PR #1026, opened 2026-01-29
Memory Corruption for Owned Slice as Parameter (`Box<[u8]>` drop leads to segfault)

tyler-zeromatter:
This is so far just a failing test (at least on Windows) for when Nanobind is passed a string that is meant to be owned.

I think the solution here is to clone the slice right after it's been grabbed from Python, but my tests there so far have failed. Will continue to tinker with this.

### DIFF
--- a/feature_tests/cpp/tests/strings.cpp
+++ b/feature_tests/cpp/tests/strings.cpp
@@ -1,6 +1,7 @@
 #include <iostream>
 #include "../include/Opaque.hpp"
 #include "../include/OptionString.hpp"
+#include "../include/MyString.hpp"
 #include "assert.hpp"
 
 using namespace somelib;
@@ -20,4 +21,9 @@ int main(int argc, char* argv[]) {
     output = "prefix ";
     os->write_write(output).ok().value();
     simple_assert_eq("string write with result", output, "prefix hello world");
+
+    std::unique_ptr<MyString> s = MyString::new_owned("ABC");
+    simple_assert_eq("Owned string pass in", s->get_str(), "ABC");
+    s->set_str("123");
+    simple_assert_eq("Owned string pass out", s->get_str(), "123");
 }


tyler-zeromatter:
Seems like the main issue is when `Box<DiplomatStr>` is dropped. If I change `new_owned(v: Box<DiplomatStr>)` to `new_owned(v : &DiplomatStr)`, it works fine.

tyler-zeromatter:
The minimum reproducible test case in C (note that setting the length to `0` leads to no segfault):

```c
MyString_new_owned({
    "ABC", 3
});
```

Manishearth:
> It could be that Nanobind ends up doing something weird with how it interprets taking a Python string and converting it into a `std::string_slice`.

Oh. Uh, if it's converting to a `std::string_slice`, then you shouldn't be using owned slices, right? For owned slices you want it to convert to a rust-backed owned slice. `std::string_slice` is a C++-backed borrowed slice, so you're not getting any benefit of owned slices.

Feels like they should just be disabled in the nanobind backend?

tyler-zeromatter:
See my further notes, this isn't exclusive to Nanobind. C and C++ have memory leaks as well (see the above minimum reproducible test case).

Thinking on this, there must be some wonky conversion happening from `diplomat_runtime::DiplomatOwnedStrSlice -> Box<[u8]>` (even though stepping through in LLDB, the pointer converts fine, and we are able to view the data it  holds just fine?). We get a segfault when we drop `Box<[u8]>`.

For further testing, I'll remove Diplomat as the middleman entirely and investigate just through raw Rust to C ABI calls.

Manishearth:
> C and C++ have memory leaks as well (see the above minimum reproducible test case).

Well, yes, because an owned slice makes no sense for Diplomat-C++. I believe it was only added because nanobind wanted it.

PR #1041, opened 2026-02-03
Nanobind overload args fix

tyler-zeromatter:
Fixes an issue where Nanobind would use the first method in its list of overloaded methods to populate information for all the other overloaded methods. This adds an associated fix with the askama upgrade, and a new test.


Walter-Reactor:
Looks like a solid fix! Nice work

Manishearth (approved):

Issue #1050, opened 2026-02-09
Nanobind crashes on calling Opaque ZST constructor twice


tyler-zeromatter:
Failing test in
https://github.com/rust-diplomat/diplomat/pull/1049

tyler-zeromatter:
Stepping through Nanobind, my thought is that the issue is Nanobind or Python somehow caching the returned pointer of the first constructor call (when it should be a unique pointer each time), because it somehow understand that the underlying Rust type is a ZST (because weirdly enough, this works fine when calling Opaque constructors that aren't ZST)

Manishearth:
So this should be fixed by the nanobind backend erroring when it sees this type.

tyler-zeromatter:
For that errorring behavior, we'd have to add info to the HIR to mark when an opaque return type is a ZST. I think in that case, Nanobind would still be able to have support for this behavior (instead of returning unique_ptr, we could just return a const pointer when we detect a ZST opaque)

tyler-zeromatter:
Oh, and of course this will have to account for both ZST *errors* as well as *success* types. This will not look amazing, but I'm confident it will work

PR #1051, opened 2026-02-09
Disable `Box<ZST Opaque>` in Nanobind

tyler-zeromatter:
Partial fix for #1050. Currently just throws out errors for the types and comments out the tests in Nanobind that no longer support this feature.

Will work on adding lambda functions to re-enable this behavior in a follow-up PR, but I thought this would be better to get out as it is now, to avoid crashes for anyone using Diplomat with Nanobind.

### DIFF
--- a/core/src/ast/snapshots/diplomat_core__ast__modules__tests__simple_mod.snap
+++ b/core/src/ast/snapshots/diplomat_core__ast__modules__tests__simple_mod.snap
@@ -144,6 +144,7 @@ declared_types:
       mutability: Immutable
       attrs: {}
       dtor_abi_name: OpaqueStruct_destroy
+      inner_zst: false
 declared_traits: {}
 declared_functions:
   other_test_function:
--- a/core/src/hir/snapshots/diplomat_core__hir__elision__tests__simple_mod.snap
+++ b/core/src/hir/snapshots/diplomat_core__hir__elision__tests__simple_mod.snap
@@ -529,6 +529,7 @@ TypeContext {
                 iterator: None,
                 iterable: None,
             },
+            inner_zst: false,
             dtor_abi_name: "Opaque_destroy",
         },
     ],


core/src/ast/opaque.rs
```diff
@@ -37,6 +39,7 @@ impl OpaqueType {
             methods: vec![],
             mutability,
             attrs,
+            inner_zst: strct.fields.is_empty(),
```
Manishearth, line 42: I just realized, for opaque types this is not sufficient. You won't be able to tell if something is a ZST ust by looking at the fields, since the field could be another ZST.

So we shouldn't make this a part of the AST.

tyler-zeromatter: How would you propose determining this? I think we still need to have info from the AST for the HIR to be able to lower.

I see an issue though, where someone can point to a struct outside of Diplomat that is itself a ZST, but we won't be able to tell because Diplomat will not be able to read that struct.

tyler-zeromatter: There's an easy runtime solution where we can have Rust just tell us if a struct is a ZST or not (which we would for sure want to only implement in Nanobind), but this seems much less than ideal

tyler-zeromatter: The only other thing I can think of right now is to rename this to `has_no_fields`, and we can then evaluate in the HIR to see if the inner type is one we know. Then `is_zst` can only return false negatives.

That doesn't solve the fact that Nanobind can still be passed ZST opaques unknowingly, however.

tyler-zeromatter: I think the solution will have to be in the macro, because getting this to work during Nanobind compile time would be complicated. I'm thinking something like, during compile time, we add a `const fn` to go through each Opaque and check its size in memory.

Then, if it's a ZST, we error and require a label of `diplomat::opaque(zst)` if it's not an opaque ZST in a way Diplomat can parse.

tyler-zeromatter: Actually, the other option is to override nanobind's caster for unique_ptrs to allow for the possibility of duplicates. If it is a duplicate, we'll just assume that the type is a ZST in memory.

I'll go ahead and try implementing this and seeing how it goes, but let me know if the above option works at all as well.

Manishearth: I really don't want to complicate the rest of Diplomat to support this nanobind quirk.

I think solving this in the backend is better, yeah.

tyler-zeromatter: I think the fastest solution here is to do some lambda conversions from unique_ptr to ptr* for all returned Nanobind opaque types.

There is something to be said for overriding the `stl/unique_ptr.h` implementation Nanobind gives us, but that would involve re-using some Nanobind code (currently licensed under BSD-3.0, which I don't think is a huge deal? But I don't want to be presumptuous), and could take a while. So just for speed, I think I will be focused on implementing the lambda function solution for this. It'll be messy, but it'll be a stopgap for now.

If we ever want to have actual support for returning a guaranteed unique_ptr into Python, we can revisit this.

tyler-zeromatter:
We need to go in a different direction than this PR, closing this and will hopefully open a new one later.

::::::

Action item:
Set down every record above, word for word.

Final answer:
PR #1026, opened 2026-01-29
Memory Corruption for Owned Slice as Parameter (`Box<[u8]>` drop leads to segfault)

tyler-zeromatter:
This is so far just a failing test (at least on Windows) for when Nanobind is passed a string that is meant to be owned.

I think the solution here is to clone the slice right after it's been grabbed from Python, but my tests there so far have failed. Will continue to tinker with this.

### DIFF
--- a/feature_tests/cpp/tests/strings.cpp
+++ b/feature_tests/cpp/tests/strings.cpp
@@ -1,6 +1,7 @@
 #include <iostream>
 #include "../include/Opaque.hpp"
 #include "../include/OptionString.hpp"
+#include "../include/MyString.hpp"
 #include "assert.hpp"
 
 using namespace somelib;
@@ -20,4 +21,9 @@ int main(int argc, char* argv[]) {
     output = "prefix ";
     os->write_write(output).ok().value();
     simple_assert_eq("string write with result", output, "prefix hello world");
+
+    std::unique_ptr<MyString> s = MyString::new_owned("ABC");
+    simple_assert_eq("Owned string pass in", s->get_str(), "ABC");
+    s->set_str("123");
+    simple_assert_eq("Owned string pass out", s->get_str(), "123");
 }


tyler-zeromatter:
Seems like the main issue is when `Box<DiplomatStr>` is dropped. If I change `new_owned(v: Box<DiplomatStr>)` to `new_owned(v : &DiplomatStr)`, it works fine.

tyler-zeromatter:
The minimum reproducible test case in C (note that setting the length to `0` leads to no segfault):

```c
MyString_new_owned({
    "ABC", 3
});
```

Manishearth:
> It could be that Nanobind ends up doing something weird with how it interprets taking a Python string and converting it into a `std::string_slice`.

Oh. Uh, if it's converting to a `std::string_slice`, then you shouldn't be using owned slices, right? For owned slices you want it to convert to a rust-backed owned slice. `std::string_slice` is a C++-backed borrowed slice, so you're not getting any benefit of owned slices.

Feels like they should just be disabled in the nanobind backend?

tyler-zeromatter:
See my further notes, this isn't exclusive to Nanobind. C and C++ have memory leaks as well (see the above minimum reproducible test case).

Thinking on this, there must be some wonky conversion happening from `diplomat_runtime::DiplomatOwnedStrSlice -> Box<[u8]>` (even though stepping through in LLDB, the pointer converts fine, and we are able to view the data it  holds just fine?). We get a segfault when we drop `Box<[u8]>`.

For further testing, I'll remove Diplomat as the middleman entirely and investigate just through raw Rust to C ABI calls.

Manishearth:
> C and C++ have memory leaks as well (see the above minimum reproducible test case).

Well, yes, because an owned slice makes no sense for Diplomat-C++. I believe it was only added because nanobind wanted it.

PR #1041, opened 2026-02-03
Nanobind overload args fix

tyler-zeromatter:
Fixes an issue where Nanobind would use the first method in its list of overloaded methods to populate information for all the other overloaded methods. This adds an associated fix with the askama upgrade, and a new test.


Walter-Reactor:
Looks like a solid fix! Nice work

Manishearth (approved):

Issue #1050, opened 2026-02-09
Nanobind crashes on calling Opaque ZST constructor twice


tyler-zeromatter:
Failing test in
https://github.com/rust-diplomat/diplomat/pull/1049

tyler-zeromatter:
Stepping through Nanobind, my thought is that the issue is Nanobind or Python somehow caching the returned pointer of the first constructor call (when it should be a unique pointer each time), because it somehow understand that the underlying Rust type is a ZST (because weirdly enough, this works fine when calling Opaque constructors that aren't ZST)

Manishearth:
So this should be fixed by the nanobind backend erroring when it sees this type.

tyler-zeromatter:
For that errorring behavior, we'd have to add info to the HIR to mark when an opaque return type is a ZST. I think in that case, Nanobind would still be able to have support for this behavior (instead of returning unique_ptr, we could just return a const pointer when we detect a ZST opaque)

tyler-zeromatter:
Oh, and of course this will have to account for both ZST *errors* as well as *success* types. This will not look amazing, but I'm confident it will work

PR #1051, opened 2026-02-09
Disable `Box<ZST Opaque>` in Nanobind

tyler-zeromatter:
Partial fix for #1050. Currently just throws out errors for the types and comments out the tests in Nanobind that no longer support this feature.

Will work on adding lambda functions to re-enable this behavior in a follow-up PR, but I thought this would be better to get out as it is now, to avoid crashes for anyone using Diplomat with Nanobind.

### DIFF
--- a/core/src/ast/snapshots/diplomat_core__ast__modules__tests__simple_mod.snap
+++ b/core/src/ast/snapshots/diplomat_core__ast__modules__tests__simple_mod.snap
@@ -144,6 +144,7 @@ declared_types:
       mutability: Immutable
       attrs: {}
       dtor_abi_name: OpaqueStruct_destroy
+      inner_zst: false
 declared_traits: {}
 declared_functions:
   other_test_function:
--- a/core/src/hir/snapshots/diplomat_core__hir__elision__tests__simple_mod.snap
+++ b/core/src/hir/snapshots/diplomat_core__hir__elision__tests__simple_mod.snap
@@ -529,6 +529,7 @@ TypeContext {
                 iterator: None,
                 iterable: None,
             },
+            inner_zst: false,
             dtor_abi_name: "Opaque_destroy",
         },
     ],


core/src/ast/opaque.rs
```diff
@@ -37,6 +39,7 @@ impl OpaqueType {
             methods: vec![],
             mutability,
             attrs,
+            inner_zst: strct.fields.is_empty(),
```
Manishearth, line 42: I just realized, for opaque types this is not sufficient. You won't be able to tell if something is a ZST ust by looking at the fields, since the field could be another ZST.

So we shouldn't make this a part of the AST.

tyler-zeromatter: How would you propose determining this? I think we still need to have info from the AST for the HIR to be able to lower.

I see an issue though, where someone can point to a struct outside of Diplomat that is itself a ZST, but we won't be able to tell because Diplomat will not be able to read that struct.

tyler-zeromatter: There's an easy runtime solution where we can have Rust just tell us if a struct is a ZST or not (which we would for sure want to only implement in Nanobind), but this seems much less than ideal

tyler-zeromatter: The only other thing I can think of right now is to rename this to `has_no_fields`, and we can then evaluate in the HIR to see if the inner type is one we know. Then `is_zst` can only return false negatives.

That doesn't solve the fact that Nanobind can still be passed ZST opaques unknowingly, however.

tyler-zeromatter: I think the solution will have to be in the macro, because getting this to work during Nanobind compile time would be complicated. I'm thinking something like, during compile time, we add a `const fn` to go through each Opaque and check its size in memory.

Then, if it's a ZST, we error and require a label of `diplomat::opaque(zst)` if it's not an opaque ZST in a way Diplomat can parse.

tyler-zeromatter: Actually, the other option is to override nanobind's caster for unique_ptrs to allow for the possibility of duplicates. If it is a duplicate, we'll just assume that the type is a ZST in memory.

I'll go ahead and try implementing this and seeing how it goes, but let me know if the above option works at all as well.

Manishearth: I really don't want to complicate the rest of Diplomat to support this nanobind quirk.

I think solving this in the backend is better, yeah.

tyler-zeromatter: I think the fastest solution here is to do some lambda conversions from unique_ptr to ptr* for all returned Nanobind opaque types.

There is something to be said for overriding the `stl/unique_ptr.h` implementation Nanobind gives us, but that would involve re-using some Nanobind code (currently licensed under BSD-3.0, which I don't think is a huge deal? But I don't want to be presumptuous), and could take a while. So just for speed, I think I will be focused on implementing the lambda function solution for this. It'll be messy, but it'll be a stopgap for now.

If we ever want to have actual support for returning a guaranteed unique_ptr into Python, we can revisit this.

tyler-zeromatter:
We need to go in a different direction than this PR, closing this and will hopefully open a new one later.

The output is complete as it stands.